I only have 28 observations for a regression, while the minimum is often said to be 30. Is that ok anyway, and are there any extra security measures I can take, such as more stern application of significance (1% level)? I use an ARDL model.
Eftersom samplets storlek rekommenderas ha ett minimum av 30 observationer så skulle man kunna tänka sig att en nonparametrisk regressionsanalys skulle passa. MEN det står att den kräver ett större sampel än den parametriska så använd en nonparametrisk variansanalys istället: Kruskal-Wallis för oberoende data och Friedmans tvåvägsanalys för beroende data.
Vilken forskningsfråga har Du? Det kan hända att någon annan metod passar bättre.
In addition to what David said, as with any sample size issue, it depends on variance.
In the case of official energy statistics with a simple model, where an annual census might be used for regressor (predictor) data for monthly or weekly sample surveys, with low variance, 10 or fewer points are often enough - sometimes very few, especially with borrowed strength from nearby geographic regions.
The point is that variance matters, as well as the particulars of your model, such as the point David made about autoregression.
The reason a "nonparametric" (distribution-free) test requires a larger sample is because information may be said to be lost. For example, when using a rank test, infinitely many continuous data sets could be represented by the same set of ranks. At any rate, a lone p-value is virtually meaningless without knowledge of effect size. Even then, it can be hard to interpret. If you stick to standard errors, they also change with sample size, but they are better interpreted. For the current case, the question is Standard error of what?
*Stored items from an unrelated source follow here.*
PR #1208, opened 2024-02-11
Refactor/move midi match to kit

m-m-adams:
The kit offer functions don't rely on the midi follow class and make more sense in kit. Moving them enables future work to learn a whole kit to a single input midi channel using a similar mechanism to midi follow

### DIFF
--- a/src/deluge/io/midi/midi_follow.cpp
+++ b/src/deluge/io/midi/midi_follow.cpp
@@ -401,8 +401,10 @@ void MidiFollow::sendNoteToClip(MIDIDevice* fromDevice, Clip* clip, MIDIMatchTyp
 			// Definitely don't record if muted in arrangement
 			bool shouldRecordNotes = shouldRecordNotesNowNow && currentSong->isOutputActiveInArrangement(clip->output);
 			if (clip->output->type == OutputType::KIT) {
-				offerReceivedNoteToKit(modelStackWithTimelineCounter, fromDevice, on, channel, note, velocity,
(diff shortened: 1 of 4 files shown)


src/deluge/io/midi/midi_follow.cpp
```diff
@@ -401,8 +401,10 @@ void MidiFollow::sendNoteToClip(MIDIDevice* fromDevice, Clip* clip, MIDIMatchTyp
 			// Definitely don't record if muted in arrangement
 			bool shouldRecordNotes = shouldRecordNotesNowNow && currentSong->isOutputActiveInArrangement(clip->output);
 			if (clip->output->type == OutputType::KIT) {
-				offerReceivedNoteToKit(modelStackWithTimelineCounter, fromDevice, on, channel, note, velocity,
-				                       shouldRecordNotes, doingMidiThru, clip);
+				auto kit = (Kit*)clip->output;
+				kit->receivedNoteForKit(modelStackWithTimelineCounter, fromDevice, on, channel,
```
seangoodvibes, line 405: nit: just curious, why the `auto kit` here and no auto kit in the same type of code below?

seangoodvibes (changes requested):

src/deluge/io/midi/midi_follow.cpp
m-m-adams: They mean the same thing

seangoodvibes (approved):

PR #1212, opened 2024-02-11
Move config suggestions to dir

m-m-adams:
We're having repeated issues with people's required local customizations for their editor conflicting with the checked in version. To avoid this, move .vscode to IDE_Configs/vscode and gitignore .vscode itself. I have also switched the 'recommended' intellisense from clangd back to c_cpp as people seem to have more issues setting up clangd in general, and it requires non-generic paths on macos and linux to run without errors.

One can look at the estimated variance of the prediction error, but that varies for each associated prediction, especially so if there is heteroscedasticity, which naturally occurs with different predicted-yi size. I have used relative standard error of predicted totals at the US Energy Information Administration. Here, some individual cases of the estimated variance of the prediction error may be useful. Sigma for the estimated residuals may often be used, but that assumes homoscedasticity, which is often a very bad leap. There are other measures, but often 'a picture is worth a thousand words,' so a "graphical residual analysis" may be very helpful. That reminds one also, that regardless of any measure, what you are looking at is just your sample, and perhaps a "cross-validation" would be useful.
The above is in response to what you wrote, but all of what I wrote may not be very relevant to the question here. I have mostly worked with finite populations, not time series, and ARDL is not a specialty for me, and I see that ARDL models assume OLS, regardless, so if one can make that work, then maybe sigma may be among the measures one could use here.